How to calculate $ \int_{0}^{\infty} \frac{ x^2 \log(x) }{1 + x^4} $?

Question

I would like to calculate $$\int_{0}^{\infty} \frac{ x^2 \log(x) }{1 + x^4}$$ by means of the Residue Theorem. This is what I tried so far: We can define a path $\alpha$ that consists of half a half-circle part ($\alpha_r$) and a path connecting the first and last point of that half circle (with radius $r$) so that we have $$ \int_{-r}^{r} f(x) dx + \int_{\alpha_r} f(z) dz = \int_{\alpha} f(z) dz = 2 \pi i \sum_{v = 1}^{k} \text{Res}(f;a_v) $$ where $a_v$ are zeros of the function $\frac{x^2 \log(x) }{1+x^4}$.

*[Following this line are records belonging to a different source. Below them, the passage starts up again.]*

PR #802, opened 2024-02-12
cache directorUrl fix for pss.origin

turetske:
Fixed an issue where the pss.origin wasn't being generated properly from the Federation.DirectorUrl

Note: I did do an end-to-end cache test where I curled the cache and was able to get a file served from a local origin.

### DIFF
--- a/xrootd/xrootd_config.go
+++ b/xrootd/xrootd_config.go
@@ -325,7 +325,7 @@ func CheckCacheXrootdEnv(exportPath string, server server_utils.XRootDServer, ui
 				discoveryUrl.Host = discoveryUrl.Path
 				discoveryUrl.Path = ""
 			} else if discoveryUrl.Path != "" && discoveryUrl.Path != "/" {
-				return "", errors.New("The discoveryUrl Path is non-empty, ensure the Federation.DiscoveryUrl has the format <host>:<port>")
+				return "", errors.New("The Federation.DiscoveryUrl's path is non-empty, ensure the Federation.DiscoveryUrl has the format <host>:<port>")
 			}
 			discoveryUrl.Scheme = "pelican"
 			discoveryUrl.Path = ""
--- a/xrootd/xrootd_config.go
+++ b/xrootd/xrootd_config.go
@@ -316,7 +316,17 @@ func CheckCacheXrootdEnv(exportPath string, server server_utils.XRootDServer, ui
 	if err != nil {
 		return "", errors.Wrap(err, "Failed to pull information from the federation")
 	}
-	viper.Set("Cache.PSSOrigin", param.Federation_DirectorUrl.GetString())
+	if directorUrlStr := param.Federation_DirectorUrl.GetString(); directorUrlStr != "" {
+		directorUrl, err := url.Parse(param.Federation_DirectorUrl.GetString())
+		if err == nil {
+			log.Debugln("Parsing director URL for 'pss.origin' setting:", directorUrlStr)
+			directorUrl.Scheme = "pelican"
+			viper.Set("Cache.PSSOrigin", directorUrl.String())
+		} else {
+			return "", errors.Wrapf(err, "Failed to parse director URL %s", directorUrlStr)
+		}
+	}
+
 	if discoveryUrlStr := param.Federation_DiscoveryUrl.GetString(); discoveryUrlStr != "" {
 		discoveryUrl, err := url.Parse(discoveryUrlStr)
 		if err == nil {
@@ -332,6 +342,10 @@ func CheckCacheXrootdEnv(exportPath string, server server_utils.XRootDServer, ui
 		} else {
 			return "", errors.Wrapf(err, "Failed to parse discovery URL %s", discoveryUrlStr)
 		}
+	}
+
+	if viper.GetString("Cache.PSSOrigin") == "" {
+		return "", errors.New("Cache pss.origin url empty")
 	}
 
 	if cacheServer, ok := server.(*cache_ui.CacheServer); ok {
--- a/xrootd/xrootd_config.go
+++ b/xrootd/xrootd_config.go
@@ -341,7 +341,7 @@ func CheckCacheXrootdEnv(exportPath string, server server_utils.XRootDServer, ui
 		if err == nil {
 			log.Debugln("Parsing director URL for 'pss.origin' setting:", directorUrlStr)
 			if directorUrl.Path != "" && directorUrl.Path != "/" {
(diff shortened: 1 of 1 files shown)


xrootd/xrootd_config.go
```diff
@@ -316,7 +316,17 @@ func CheckCacheXrootdEnv(exportPath string, server server_utils.XRootDServer, ui
 	if err != nil {
 		return "", errors.Wrap(err, "Failed to pull information from the federation")
 	}
-	viper.Set("Cache.PSSOrigin", param.Federation_DirectorUrl.GetString())
+	if directorUrlStr := param.Federation_DirectorUrl.GetString(); directorUrlStr != "" {
+		directorUrl, err := url.Parse(param.Federation_DirectorUrl.GetString())
+		if err == nil {
```
bbockelm, line 321: Handle the case (generate an error) if the directorUrl.path is not empty or not `/`.

xrootd/xrootd_config.go
```diff
@@ -316,7 +316,17 @@ func CheckCacheXrootdEnv(exportPath string, server server_utils.XRootDServer, ui
...
+			log.Debugln("Parsing director URL for 'pss.origin' setting:", directorUrlStr)
+			directorUrl.Scheme = "pelican"
+			viper.Set("Cache.PSSOrigin", directorUrl.String())
+		} else {
+			return "", errors.Wrapf(err, "Failed to parse director URL %s", directorUrlStr)
+		}
+	}
+
```
bbockelm, line 329: In the `Federation.DiscoveryUrl` parsing below, similarly generate an error if the path component is not trivial.

xrootd/xrootd_config.go
```diff
@@ -334,6 +344,10 @@ func CheckCacheXrootdEnv(exportPath string, server server_utils.XRootDServer, ui
 		}
 	}
 
+	if viper.GetString("Cache.PSSOrigin") == "" {
+		return "", errors.New("Cache pss.origin url empty")
```
bbockelm, line 348: It's unlikely the user knows what "Cache pss.origin url empty" is or how to solve it.

How about this:
```suggestion
		return "", errors.New("One of Federation.DiscoveryUrl or Federation.DirectorUrl must be set to configure a cache")
```

xrootd/xrootd_config.go
bbockelm: Also, I think we should switch the logic order here.  If DirectorUrl is set, it is more specific so it should override the DiscoveryUrl.

bbockelm (approved):
Some minor changes requested.

Did you test with the director URL case that the auto-generated federation metadata in the director is sufficient?

bbockelm (changes requested):
Whoops, meant to hit "request changes" along with the previous comment.  Trying again.

turetske:
> Some minor changes requested.
> 
> Did you test with the director URL case that the auto-generated federation metadata in the director is sufficient?

Not sure what this means, specifically. Such as if the Federation.Director isn't set but the Federation.DiscoveryUrl is?

xrootd/xrootd_config.go
turetske: We don't want an error in this case. The discoveryUrl.Host is gotten from discoveryUrl.Path. So the host shouldn't be trivial.

turetske: Ah, wait, I see the way to check

turetske:
Unsure why the origin test is failing, it works locally and I didn't touch any code that would affect the origin at all. Trying to look into it, but will take some time since it's only failing on GitHub.

xrootd/xrootd_config.go
```diff
@@ -316,14 +316,16 @@ func CheckCacheXrootdEnv(exportPath string, server server_utils.XRootDServer, ui
...
+
 	if discoveryUrlStr := param.Federation_DiscoveryUrl.GetString(); discoveryUrlStr != "" {
 		discoveryUrl, err := url.Parse(discoveryUrlStr)
 		if err == nil {
 			log.Debugln("Parsing discovery URL for 'pss.origin' setting:", discoveryUrlStr)
 			if len(discoveryUrl.Path) > 0 && len(discoveryUrl.Host) == 0 {
 				discoveryUrl.Host = discoveryUrl.Path
 				discoveryUrl.Path = ""
+			} else if discoveryUrl.Path != "" && discoveryUrl.Path != "/" {
+				return "", errors.New("The discoveryUrl Path is non-empty, ensure the Federation.DiscoveryUrl has the format <host>:<port>")
```
bbockelm, line 328:
```suggestion
				return "", errors.New("The Federation.DiscoveryUrl's path is non-empty, ensure the Federation.DiscoveryUrl has the format <host>:<port>")
```

xrootd/xrootd_config.go
```diff
@@ -334,6 +336,24 @@ func CheckCacheXrootdEnv(exportPath string, server server_utils.XRootDServer, ui
 		}
 	}
 
+	if directorUrlStr := param.Federation_DirectorUrl.GetString(); directorUrlStr != "" {
+		directorUrl, err := url.Parse(param.Federation_DirectorUrl.GetString())
+		if err == nil {
+			log.Debugln("Parsing director URL for 'pss.origin' setting:", directorUrlStr)
+			if directorUrl.Path != "" && directorUrl.Path != "/" {
+				return "", errors.New("The directorUrl Path is non-empty, ensure the Federation.DirectorUrl has the format <host>:<port>")
```
bbockelm, line 344:
```suggestion
				return "", errors.New("The Federation.DirectorUrl's path is non-empty, ensure the Federation.DirectorUrl has the format <host>:<port>")
```

bbockelm:
> Not sure what this means, specifically. Such as if the Federation.DirectorUrl isn't set but the Federation.DiscoveryUrl is?

Other way around.  What happens if the `Federation.DirectorUrl` is set but the `Federation.DiscoveryUrl` is not?

turetske:
> > Not sure what this means, specifically. Such as if the Federation.DirectorUrl isn't set but the Federation.DiscoveryUrl is?
> 
> Other way around. What happens if the `Federation.DirectorUrl` is set but the `Federation.DiscoveryUrl` is not?

@bbockelm Ah, I tested both. Both work.

bbockelm (approved):
Two small error message nitpicks.

Ready to merge once those are taken care of and you verify it's been tested with and without the director URL.

(Actually, instead of only hand testing, it might be quicker/better to add a small unit test that the generated xrootd config is what you expect)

If we know $$\lim_{r \to \infty} \int_{\alpha_r} f(z) dz = 0 \tag{*} $$ then we know that $$\lim_{r \to \infty} \int_{-r}^{r} f(x) dx = \int_{-\infty}^{\infty} f(x) dx = 2 \pi i \sum_{v=1}^{k} \text{Res}(f;a_v) $$ and it becomes 'easy'.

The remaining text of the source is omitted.